“Child” – Winner of the 2013 “Enizagam” Fiction Award
“Child is a story that offers what I think of as fiction’s greatest pleasures: the experience of shadowing another’s consciousness, as well as the illusion of inhabiting another’s body. In this story, the body is aging and in pain, and the consciousness is often set delicately adrift, yet the writing throughout is nimble and exhilaratingly alive. Anneliese Schultz takes the most familiar of struggles―growing old, losing independence, surviving the Christmas holidays―and imbues them with a fresh sense of mystery and urgency. Equally poignant and funny, despairing and triumphant, Child is itself a triumph.” – Sarah Shun-lien Bynum
“How to Make a Proper Insalata” – published in “Winds of Change – Short Stories about Our Climate”, Moon Willow Press, 2015
“This is a quality story that moves a reader in many ways; all due to the writer’s craft in composing an imposing work.”
– John Life
“Water from the Mountain” – Third-place Winner, 2016 Earth Day Short Fiction Award, sapiensplurum.org
“Ms.
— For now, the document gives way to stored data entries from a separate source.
Issue #5850, opened 2020-03-04
TonelWriter should use traceCr:


astares:
instead of logCr:

astares:
Need to be fixed here: https://github.com/pharo-vcs/tonel/issues/82

PR #5886, opened 2020-03-13
Pharo8 Backport - Fixing problem with class trait compositions with parens.

tesonep:
When Monticello was saving the traits, it was not able to handle complex trait compositions with parenthesis.
This was also affecting Iceberg and Tonel, as both of them relies in the MC model.

- Adding the node of withPrecedenceOf: in the Class parser
- The trait definition has to have the class trait composition.
- Improving the handling of parentheses.
- Updating the version of iceberg and Tonel

These complex expressions are affecting Moose.

### DIFF
--- a/src/Ring-Definitions-Monticello/MCTraitDefinition.extension.st
+++ b/src/Ring-Definitions-Monticello/MCTraitDefinition.extension.st
@@ -27,21 +27,6 @@ MCTraitDefinition >> classDefinitionString [
 ]
 
 { #category : #'*Ring-Definitions-Monticello' }
-MCTraitDefinition >> classTraitCompositionString [
-	^self traitComposition 
-		ifNil: [ '{}' ]
-		ifNotNil: [ :source| | tokens tcs |
-			tcs := ''.
-			tokens := source parseLiterals.
-			tokens do:[ :each| 
-				each first isUppercase 
-					ifTrue: [ tcs := tcs, each, ' classTrait + ' ] ].
-			tcs isEmpty 
-				ifTrue: [ '{}' ]
-				ifFalse:[ tcs copyFrom: 1 to: tcs size - 3 ] ]
-]
-
-{ #category : #'*Ring-Definitions-Monticello' }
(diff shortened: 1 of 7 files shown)


src/Ring-Definitions-Monticello/MCTraitDefinition.extension.st
```diff
@@ -26,21 +26,6 @@ MCTraitDefinition >> classDefinitionString [
...
-			tcs := ''.
-			tokens := source parseLiterals.
-			tokens do:[ :each| 
-				each first isUppercase 
-					ifTrue: [ tcs := tcs, each, ' classTrait + ' ] ].
-			tcs isEmpty 
-				ifTrue: [ '{}' ]
-				ifFalse:[ tcs copyFrom: 1 to: tcs size - 3 ] ]
-]
-
```
guillep, line 43: Yes it is good that this code goes :).
It finished its cycle

guillep:
So to also add to this:
 - This is a backport of https://github.com/pharo-project/pharo/pull/5861
 - it also fixes https://github.com/pharo-project/pharo/issues/5850 (iceberg 1.6.6?)

I'll also invoke for review @ClotildeToullec as she was involved in the issue. Could you check the changes?

@tesonep the changes look fine. The 1.6.5 -> 1.6.7 in iceberg is kind of a blackbox. I assume 1.6.6 was integrated in Pharo9 no?
Also, the CD* things seem not used.

tesonep:
@guillep Yes, the iceberg version has passed in Pharo 9. It should be working, but maybe we can have an intermediate version just for Pharo 8. 

The 1.6.6 version just removed the usage of some methods that were already deprecated in Pharo 8. 
 - crLog
 - PluggableTextField

guillep:
> @guillep Yes, the iceberg version has passed in Pharo 9. It should be working, but maybe we can have an intermediate version just for Pharo 8.

I think there is no need :)

We should discuss somehow during the week how to test the latest pharo8 image, because the launcher only has the release.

Schultz weaves an ethereal fabric that is more frayed cloth than tale. The remains of patterns pulse with loss, small possibilities and yearning. Then the expiation of action resurrects life and hope.”
– Jeanne Dietsch
“Bread” – Winner of the 2017 Cedric Literary Award in Fiction
“This piece is remarkable for its creative vision, for the atmosphere of “mystery and obsession” created using Gregor and his grandmother’s book as channel, Jo and Patrick as people caught in a spell. Bread is the perfect metaphor for their longing for nurture, for something they may “have lost or never quite knew,” linking them to centuries of longing. The writing is a compelling blend of the ordinary and the spiritual, and the structural technique sophisticated. I was swept away by the story and reminded of my own very few hallucinatory moments of connectedness with the mystery of life.” – Tricia Dower
“Wish You Well” – Second Place, FBCW 2020 Flash Fiction Contest
“Beautiful, poignant, and heart-wrenching, this story is masterfully crafted, hitting all the right notes with neither embellishment nor extra word. As flash fiction, it is concision at its best. There is an elegance in how the subject is treated and paced. And although this is a theme that has been done, if not overdone, here, it engages the reader with finesse—in self-reflection and without confrontation, presenting keen insight into the human condition, and pushing boundaries in fresh and unexpected ways. Most expertly, and importantly in flash fiction, it sticks the landing, leading the reader to an ending that smoulders.”